Thanks for the replies. I actually force my wife to run XP under a limited user account, and with that measure in place, I do without anti-virus software altogether on this machine. I absolutely loathe anti-virus software at the best of times - everything I have tried is a terrible resource hog and just tries to justify its existence with lots of false positive warnings and alerts. As for firewall, it is just the XP firewall plus a NAT router. Should I consider disabling the XP firewall? Not sure what it can really do except block stuff on the local network, which should be secure (WPA2/802.11i), since I have no externally-originated port-mapping on the router.

The disk on the T30 had been filling up a bit, so I removed a lot of stuff, and de-fragged, which did help quite a lot. The trouble is, my wife recently bought an iphone 4, which to my astonishment seems really to depend on having an itunes installation on a PC. There goes that space again. (I actually realise there are hacks that make itunes unnecessary, but I don't really want to have to manage yet another series of hacks - I have enough of my own to worry about!).

I think the Chrome idea is worth pursuing. I recently switched my wife to Firefox, because IE7 seemed to have a lot of trouble rendering several websites, but whilst Firefox is better than IE7 in many respects, it is still a memory hog. I have been trialling Chrome on my employer's Dell E6500 and it does seem like a useable substitute for Firefox and a bit snappier. BTW, IE8, which I am using at the moment, seems to have problems with posting messages on this site - the scrolling is messed up when composing messages.

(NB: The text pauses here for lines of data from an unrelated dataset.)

PR #4027, opened 2020-04-22
Refactor: simpler GraphQL and async/await

znarf:

PR #4031, opened 2020-04-22
Financial contributions: checks if bank account or Stripe is connected

sbinlondon:
* This adds functionality to check whether the Stripe or bank account is already connected

* It actually adds the host when you add your Stripe or bank account now

* It prepares `StripeOrBankAccountPicker` to be used with the organization flow as well, though that is now blocked until we can fix the graphql v2 `applyToHost` mutation to work with organizations (especially newly created ones through the mini form)

### DIFF
--- a/components/accept-financial-contributions/AcceptContributionsMyself.js
+++ b/components/accept-financial-contributions/AcceptContributionsMyself.js
@@ -29,6 +29,7 @@ class AcceptContributionsMyself extends React.Component {
     LoggedInUser: PropTypes.object.isRequired,
     addBankAccount: PropTypes.func,
     refetchLoggedInUser: PropTypes.func,
+    applyToHost: PropTypes.func.isRequired,
   };
 
   constructor(props) {
@@ -38,6 +39,23 @@ class AcceptContributionsMyself extends React.Component {
       loading: null,
     };
   }
+
+  addHost = async (collective, host) => {
+    const collectiveInput = {
+      legacyId: collective.id,
+    };
+    const hostInput = {
+      legacyId: host.id,
+    };
+    try {
+      await this.props.applyToHost(collectiveInput, hostInput);
+      this.setState({ loading: false });
+      await this.props.refetchLoggedInUser();
+    } catch (err) {
+      const errorMsg = getErrorFromGraphqlException(err).message;
+      throw new Error(errorMsg);
+    }
+  };
 
   submitBankAccountInformation = async bankAccountInfo => {
     // set state to loading
@@ -84,7 +102,7 @@ class AcceptContributionsMyself extends React.Component {
       window.scrollTo(0, 0);
     } catch (err) {
       const errorMsg = getErrorFromGraphqlException(err).message;
-      this.setState({ error: errorMsg });
+      throw new Error(errorMsg);
     }
   };
 
@@ -96,9 +114,19 @@ class AcceptContributionsMyself extends React.Component {
       bankInformation: '',
     };
 
-    const submit = values => {
-      const { bankInformation } = values;
-      this.submitBankAccountInformation(bankInformation);
+    const submit = async values => {
+      try {
+        const { bankInformation } = values;
+        await this.submitBankAccountInformation(bankInformation);
+        await this.addHost(collective, LoggedInUser.collective);
+        Router.pushRoute('accept-financial-contributions', {
+          slug: this.props.collective.slug,
+          path: this.props.router.query.path,
+          state: 'success',
+        }).then(() => window.scrollTo(0, 0));
+      } catch (e) {
+        this.setState({ error: e });
+      }
     };
 
     return (
@@ -181,7 +209,7 @@ class AcceptContributionsMyself extends React.Component {
                           {error && (
                             <Flex alignItems="center" justifyContent="center">
                               <MessageBox type="error" withIcon mb={[1, 3]}>
-                                {error.replace('GraphQL error: ', 'Error: ')}
+                                {error.message}
                               </MessageBox>
                             </Flex>
                           )}
@@ -225,7 +253,14 @@ class AcceptContributionsMyself extends React.Component {
               </Flex>
             </Flex>
           )}
-          {!router.query.method && <StripeOrBankAccountPicker collective={collective} />}
+          {!router.query.method && (
+            <StripeOrBankAccountPicker
+              collectiveSlug={LoggedInUser.collective.slug}
+              LoggedInUser={LoggedInUser}
+              addHost={this.addHost}
+              collective={collective}
+            />
+          )}
         </Container>
       </Fragment>
     );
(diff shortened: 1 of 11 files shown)


components/accept-financial-contributions/AcceptContributionsMyself.js
```diff
@@ -94,9 +107,19 @@ class AcceptContributionsMyself extends React.Component {
...
     };
 
-    const submit = values => {
-      const { bankInformation } = values;
-      this.submitBankAccountInformation(bankInformation);
+    const submit = async values => {
+      try {
+        const { bankInformation } = values;
+        await this.submitBankAccountInformation(bankInformation);
+        await this.addHost(collective, LoggedInUser.collective);
```
znarf, line 114: Maybe it would be better to `refetchLoggedInUser` only after this line so that we don't do it 2 times.

components/accept-financial-contributions/AcceptContributionsMyself.js
```diff
@@ -239,6 +269,30 @@ const bankAccountMutation = gqlV2`
...
+    }
+  }
+}
+`;
+
+const addApplyToHostMutation = graphql(applyToHostMutation, {
+  options: {
+    context: API_V2_CONTEXT,
+  },
+  props: ({ mutate }) => ({
```
znarf, line 289: I'm now recommending to avoid this syntax and just use `name`. See what I did in https://github.com/opencollective/opencollective-frontend/pull/4027 for example. Don't forget to add `variables` when using it.

components/accept-financial-contributions/AcceptContributionsMyself.js
```diff
@@ -94,9 +107,19 @@ class AcceptContributionsMyself extends React.Component {
...
+    const submit = async values => {
+      try {
+        const { bankInformation } = values;
+        await this.submitBankAccountInformation(bankInformation);
+        await this.addHost(collective, LoggedInUser.collective);
+        Router.pushRoute('accept-financial-contributions', {
+          slug: this.props.collective.slug,
+          path: this.props.router.query.path,
+          state: 'success',
+        }).then(() => window.scrollTo(0, 0));
```
znarf, line 119: Let's use one final `await` for consistency.

components/accept-financial-contributions/StripeOrBankAccountPicker.js
```diff
@@ -137,9 +203,41 @@ class StripeOrBankAccountPicker extends React.Component {
...
+    Collective(slug: $collectiveSlug) {
+      id
+      slug
+      name
+      settings
+    }
+  }
+`);
+
+const addGraphQL = compose(getBankAccountQuery);
```
znarf, line 241: 1) Double check that and use a more common syntax (`const bankAccountQuery =`, `const addBankAccountQuery =`. `compose` is not needed.
2) The information in the query are really generic, have you considered re-using an existing query instead?

components/accept-financial-contributions/StripeOrBankAccountPicker.js
```diff
@@ -137,9 +203,41 @@ class StripeOrBankAccountPicker extends React.Component {
...
         </Box>
+        {(isBankAccountAlreadyThere || stripeAccount) && (
+          <StyledButton
+            fontSize="13px"
+            minHeight="36px"
+            mt={4}
+            minWidth={'145px'}
+            onClick={() => {
+              const host = LoggedInUser ? LoggedInUser.collective : hostOrganization;
+              addHost(collective, host);
```
znarf, line 214: await ?

components/accept-financial-contributions/StripeOrBankAccountPicker.js
sbinlondon: It is! I think I did actually copy an existing query but then took out all of the fields I wasn't using in an attempt to be more.... 'frugal' with the code? But you're right it probably makes sense to just reuse the other query even if it has fields I don't need.

znarf:
I tested and found 2 simple issues:

Capture d’écran 2020-04-23 à 12 15 57

- Stripe doesn't appear as Connected while it is in my Host Settings
- I think the checkbox should not be a clickable HTML box, more like a "Checkmark" image or emoji

components/accept-financial-contributions/StripeOrBankAccountPicker.js
znarf: Maybe the one coming from `getCollectivePageQuery` should be enough?

sbinlondon:
> I tested and found 2 simple issues:
> 
> Capture d’écran 2020-04-23 à 12 15 57
> 
>     * Stripe doesn't appear as Connected while it is in my Host Settings
> 
>     * I think the checkbox should not be a clickable HTML box, more like a "Checkmark" image or emoji

What do you mean host settings? Can you post the 'object'? In the code, I am using `LoggedInUser > connectedAccounts > stripe` to find if there is a Stripe account connected but it sounds like Host settings might be different from LoggedInUser settings?

znarf:
@sbinlondon Just try to Connect Stripe. Then try again for the same or another collective. Stripe should be mark as connected but that was not the case for me.

Host Settings? You can confirm that Stripe is connected by looking at:

Capture d’écran 2020-04-23 à 14 05 24

znarf:
Another feedback, the "alt" of the images in the Stripe/BankAccount screen is currently `[object Object]`.

sbinlondon:
> Another feedback, the "alt" of the images in the Stripe/BankAccount screen is currently `[object Object]`.

That does not sound very accessible

znarf:
Seems to me that the following code is not doing its job:

```
const stripeAccount = connectedAccounts && connectedAccounts['stripe'] && connectedAccounts['stripe'][0];
```

Looks like the data is not structured like that.

sbinlondon:
> Seems to me that the following code is not doing its job:
> 
> ```
> const stripeAccount = connectedAccounts && connectedAccounts['stripe'] && connectedAccounts['stripe'][0];
> ```
> 
> Looks like the data is not structured like that.

Weird, that's how the connected accounts are found in the host 'Receiving money' dashboard. I will have a further look.

components/accept-financial-contributions/StripeOrBankAccountPicker.js
```diff
@@ -30,10 +37,24 @@ const Image = styled.img`
...
+`;
+
 class StripeOrBankAccountPicker extends React.Component {
   static propTypes = {
-    collective: PropTypes.object.isRequired,
+    data: PropTypes.object.isRequired,
+    intl: PropTypes.object.isRequired,
     router: PropTypes.object,
+    hostCollectiveSlug: PropTypes.string.isRequired,
+    LoggedInUser: PropTypes.object,
```
znarf, line 55: I find `this.props.LoggedInUser` confusing because it's not coming as usual from Apollo but from the parent component. After that, the usage where we're looking either in `LoggedInUser` and `hostOrganization` is a bit disturbing to me.

If I understand your intent well, I think the best would be to just have a `props` named `host` and use it like that:

```
            <StripeOrBankAccountPicker
              collective={collective}
              host={LoggedInUser.collective}
              addHost={this.addHost}
            />
```

Not a blocker, I can propose a PR later.

znarf: PR: https://github.com/opencollective/opencollective-frontend/pull/4043

sbinlondon: I have commented on your PR - unless there's anything else blocking at this point, let me know if I can merge this one, then I can put up my next PR for the organization flow and you can see why I did things this way.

XP is definitely in Classic Mode, but I need to check the performance optimization. **Checking** Ok, well all of the eye candy was switched on, except "Show common tasks in folders", whatever that means. So I switched it all off, but didn't like it. So I have switched back on:
Smooth edges of screen fonts
Smooth-scroll list boxes
Use drop shadows for icons on desktop
Use Visual styes for windows and buttons

They were the things that sounded nicest and it did clean up the look of the desktop icon labels. Do you think this will help (the reduction in eye-candy)?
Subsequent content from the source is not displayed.